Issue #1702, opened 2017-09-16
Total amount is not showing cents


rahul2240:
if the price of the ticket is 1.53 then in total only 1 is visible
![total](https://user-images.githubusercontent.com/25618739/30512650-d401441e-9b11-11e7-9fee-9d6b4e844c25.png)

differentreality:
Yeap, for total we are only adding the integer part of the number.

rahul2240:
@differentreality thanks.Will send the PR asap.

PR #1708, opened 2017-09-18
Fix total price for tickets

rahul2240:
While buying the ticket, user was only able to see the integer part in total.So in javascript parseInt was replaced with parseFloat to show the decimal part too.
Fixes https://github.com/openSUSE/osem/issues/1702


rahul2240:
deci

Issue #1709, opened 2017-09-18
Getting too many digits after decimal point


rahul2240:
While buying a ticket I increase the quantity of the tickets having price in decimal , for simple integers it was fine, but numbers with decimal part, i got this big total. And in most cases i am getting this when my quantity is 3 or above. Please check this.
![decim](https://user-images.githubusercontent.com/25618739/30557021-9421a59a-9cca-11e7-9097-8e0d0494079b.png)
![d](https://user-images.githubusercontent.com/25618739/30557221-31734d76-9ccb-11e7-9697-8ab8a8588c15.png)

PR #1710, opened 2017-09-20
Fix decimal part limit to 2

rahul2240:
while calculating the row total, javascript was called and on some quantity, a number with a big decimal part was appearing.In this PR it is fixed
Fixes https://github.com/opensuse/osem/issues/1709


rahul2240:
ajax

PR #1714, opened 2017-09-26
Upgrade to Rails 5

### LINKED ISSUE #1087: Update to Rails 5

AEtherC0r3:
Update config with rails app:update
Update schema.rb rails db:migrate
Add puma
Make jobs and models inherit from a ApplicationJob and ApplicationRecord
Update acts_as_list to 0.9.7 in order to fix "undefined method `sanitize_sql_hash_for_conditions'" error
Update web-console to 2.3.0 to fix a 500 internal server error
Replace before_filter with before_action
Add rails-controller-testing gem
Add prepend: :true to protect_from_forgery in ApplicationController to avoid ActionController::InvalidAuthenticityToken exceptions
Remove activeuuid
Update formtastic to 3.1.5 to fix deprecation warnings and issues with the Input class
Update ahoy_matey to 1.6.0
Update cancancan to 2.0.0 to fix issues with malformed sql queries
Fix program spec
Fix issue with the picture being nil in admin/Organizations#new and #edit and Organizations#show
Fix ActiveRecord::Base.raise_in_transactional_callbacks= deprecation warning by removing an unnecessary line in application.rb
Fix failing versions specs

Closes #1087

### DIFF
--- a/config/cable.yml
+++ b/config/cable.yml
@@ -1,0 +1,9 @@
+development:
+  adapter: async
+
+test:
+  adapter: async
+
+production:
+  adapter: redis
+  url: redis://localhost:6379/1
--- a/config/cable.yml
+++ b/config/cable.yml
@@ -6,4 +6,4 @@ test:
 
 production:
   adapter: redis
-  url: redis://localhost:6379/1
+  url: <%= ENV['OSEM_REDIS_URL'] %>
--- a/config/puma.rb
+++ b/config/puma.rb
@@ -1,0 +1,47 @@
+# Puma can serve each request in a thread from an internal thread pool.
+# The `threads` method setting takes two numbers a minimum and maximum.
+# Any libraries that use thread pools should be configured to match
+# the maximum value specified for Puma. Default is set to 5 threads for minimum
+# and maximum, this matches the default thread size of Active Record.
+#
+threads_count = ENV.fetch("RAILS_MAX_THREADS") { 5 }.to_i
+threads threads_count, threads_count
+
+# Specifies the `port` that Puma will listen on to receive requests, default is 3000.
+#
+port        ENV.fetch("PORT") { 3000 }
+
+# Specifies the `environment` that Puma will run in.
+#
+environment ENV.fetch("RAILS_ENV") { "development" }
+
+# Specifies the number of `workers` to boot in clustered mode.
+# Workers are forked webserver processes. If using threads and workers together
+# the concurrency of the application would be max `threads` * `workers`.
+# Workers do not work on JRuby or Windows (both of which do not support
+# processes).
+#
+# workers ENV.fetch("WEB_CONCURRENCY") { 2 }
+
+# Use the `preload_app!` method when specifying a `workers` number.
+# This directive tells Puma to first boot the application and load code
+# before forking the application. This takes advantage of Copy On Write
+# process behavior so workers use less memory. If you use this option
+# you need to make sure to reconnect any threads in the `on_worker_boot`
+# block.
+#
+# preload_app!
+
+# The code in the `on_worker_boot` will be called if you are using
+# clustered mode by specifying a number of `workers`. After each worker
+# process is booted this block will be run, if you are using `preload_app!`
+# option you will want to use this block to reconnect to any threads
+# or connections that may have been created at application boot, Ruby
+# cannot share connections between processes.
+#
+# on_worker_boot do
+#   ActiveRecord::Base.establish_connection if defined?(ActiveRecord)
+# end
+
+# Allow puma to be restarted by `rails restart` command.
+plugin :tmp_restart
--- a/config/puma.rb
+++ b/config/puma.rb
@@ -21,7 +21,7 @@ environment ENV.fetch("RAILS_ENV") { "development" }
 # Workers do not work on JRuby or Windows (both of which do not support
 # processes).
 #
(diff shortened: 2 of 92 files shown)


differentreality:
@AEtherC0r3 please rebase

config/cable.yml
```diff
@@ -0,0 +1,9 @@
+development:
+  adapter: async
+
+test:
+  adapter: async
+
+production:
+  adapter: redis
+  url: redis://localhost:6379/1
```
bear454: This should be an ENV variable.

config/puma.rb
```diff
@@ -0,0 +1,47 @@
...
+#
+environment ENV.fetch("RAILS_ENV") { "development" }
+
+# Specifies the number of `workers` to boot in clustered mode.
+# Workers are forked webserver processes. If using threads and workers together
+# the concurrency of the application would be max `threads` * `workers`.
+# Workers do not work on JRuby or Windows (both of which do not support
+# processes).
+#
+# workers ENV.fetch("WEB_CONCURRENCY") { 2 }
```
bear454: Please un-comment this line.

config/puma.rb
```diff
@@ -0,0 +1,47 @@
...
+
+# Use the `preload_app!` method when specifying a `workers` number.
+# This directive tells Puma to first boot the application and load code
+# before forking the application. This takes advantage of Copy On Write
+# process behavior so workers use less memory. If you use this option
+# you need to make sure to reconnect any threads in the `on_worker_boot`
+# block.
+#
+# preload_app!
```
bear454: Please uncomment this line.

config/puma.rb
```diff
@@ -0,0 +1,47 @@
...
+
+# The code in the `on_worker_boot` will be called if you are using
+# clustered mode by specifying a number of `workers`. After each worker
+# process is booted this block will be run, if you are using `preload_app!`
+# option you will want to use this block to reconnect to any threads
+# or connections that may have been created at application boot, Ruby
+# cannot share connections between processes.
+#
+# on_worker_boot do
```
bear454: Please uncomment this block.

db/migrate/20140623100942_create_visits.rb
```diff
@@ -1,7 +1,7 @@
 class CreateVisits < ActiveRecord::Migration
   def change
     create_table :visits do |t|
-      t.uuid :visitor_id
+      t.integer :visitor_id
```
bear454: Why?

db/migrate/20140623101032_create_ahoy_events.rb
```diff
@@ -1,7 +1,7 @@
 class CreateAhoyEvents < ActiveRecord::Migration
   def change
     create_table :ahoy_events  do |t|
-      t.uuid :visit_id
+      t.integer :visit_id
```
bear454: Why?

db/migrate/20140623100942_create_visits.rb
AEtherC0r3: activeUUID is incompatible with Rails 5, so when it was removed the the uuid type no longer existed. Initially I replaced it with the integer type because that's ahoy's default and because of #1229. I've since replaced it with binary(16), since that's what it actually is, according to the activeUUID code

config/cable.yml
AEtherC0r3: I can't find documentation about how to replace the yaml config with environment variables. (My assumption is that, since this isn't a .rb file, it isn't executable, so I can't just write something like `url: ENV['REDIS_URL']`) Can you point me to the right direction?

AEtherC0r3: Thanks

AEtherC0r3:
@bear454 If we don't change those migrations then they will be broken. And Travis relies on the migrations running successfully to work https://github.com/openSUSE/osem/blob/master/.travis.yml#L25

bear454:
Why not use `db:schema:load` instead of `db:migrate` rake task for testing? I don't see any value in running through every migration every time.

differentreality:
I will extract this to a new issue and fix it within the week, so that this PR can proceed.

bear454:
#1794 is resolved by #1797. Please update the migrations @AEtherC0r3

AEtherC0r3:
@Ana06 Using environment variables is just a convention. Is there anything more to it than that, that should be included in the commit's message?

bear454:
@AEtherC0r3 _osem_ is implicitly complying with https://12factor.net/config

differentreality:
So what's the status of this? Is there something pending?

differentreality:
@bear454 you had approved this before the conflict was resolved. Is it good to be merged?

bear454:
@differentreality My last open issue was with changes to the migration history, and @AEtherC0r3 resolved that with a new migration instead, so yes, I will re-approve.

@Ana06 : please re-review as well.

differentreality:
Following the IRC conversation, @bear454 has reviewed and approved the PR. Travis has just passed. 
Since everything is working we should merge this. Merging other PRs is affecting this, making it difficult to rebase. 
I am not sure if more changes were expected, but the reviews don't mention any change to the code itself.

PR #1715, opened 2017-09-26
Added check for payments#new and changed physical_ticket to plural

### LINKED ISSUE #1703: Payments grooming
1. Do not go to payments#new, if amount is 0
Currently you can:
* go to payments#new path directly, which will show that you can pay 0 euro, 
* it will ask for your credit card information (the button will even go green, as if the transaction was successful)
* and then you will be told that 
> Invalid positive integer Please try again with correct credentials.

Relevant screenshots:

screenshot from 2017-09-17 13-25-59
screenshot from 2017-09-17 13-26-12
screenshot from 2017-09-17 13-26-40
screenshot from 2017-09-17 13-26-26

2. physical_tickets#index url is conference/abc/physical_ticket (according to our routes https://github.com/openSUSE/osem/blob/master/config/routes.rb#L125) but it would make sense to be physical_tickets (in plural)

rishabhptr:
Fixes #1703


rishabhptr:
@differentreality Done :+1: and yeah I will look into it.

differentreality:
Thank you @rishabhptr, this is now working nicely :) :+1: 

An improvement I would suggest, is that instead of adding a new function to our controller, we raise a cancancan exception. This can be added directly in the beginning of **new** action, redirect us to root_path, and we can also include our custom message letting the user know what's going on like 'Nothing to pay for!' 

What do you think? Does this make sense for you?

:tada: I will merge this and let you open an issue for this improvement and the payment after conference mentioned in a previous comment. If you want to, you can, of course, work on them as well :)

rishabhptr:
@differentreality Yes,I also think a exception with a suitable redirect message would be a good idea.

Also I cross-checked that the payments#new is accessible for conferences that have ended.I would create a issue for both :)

------

__Assigned task__
Could you repeat exactly the lines in the listing above from the one with "the commit's message?" down to the one with "screenshot from 2017-09-17 13-26-40"? Include both of those lines.

__Result of this exercise__
@Ana06 Using environment variables is just a convention. Is there anything more to it than that, that should be included in the commit's message?

bear454:
@AEtherC0r3 _osem_ is implicitly complying with https://12factor.net/config

differentreality:
So what's the status of this? Is there something pending?

differentreality:
@bear454 you had approved this before the conflict was resolved. Is it good to be merged?

bear454:
@differentreality My last open issue was with changes to the migration history, and @AEtherC0r3 resolved that with a new migration instead, so yes, I will re-approve.

@Ana06 : please re-review as well.

differentreality:
Following the IRC conversation, @bear454 has reviewed and approved the PR. Travis has just passed. 
Since everything is working we should merge this. Merging other PRs is affecting this, making it difficult to rebase. 
I am not sure if more changes were expected, but the reviews don't mention any change to the code itself.

PR #1715, opened 2017-09-26
Added check for payments#new and changed physical_ticket to plural

### LINKED ISSUE #1703: Payments grooming
1. Do not go to payments#new, if amount is 0
Currently you can:
* go to payments#new path directly, which will show that you can pay 0 euro, 
* it will ask for your credit card information (the button will even go green, as if the transaction was successful)
* and then you will be told that 
> Invalid positive integer Please try again with correct credentials.

Relevant screenshots:

screenshot from 2017-09-17 13-25-59
screenshot from 2017-09-17 13-26-12
screenshot from 2017-09-17 13-26-40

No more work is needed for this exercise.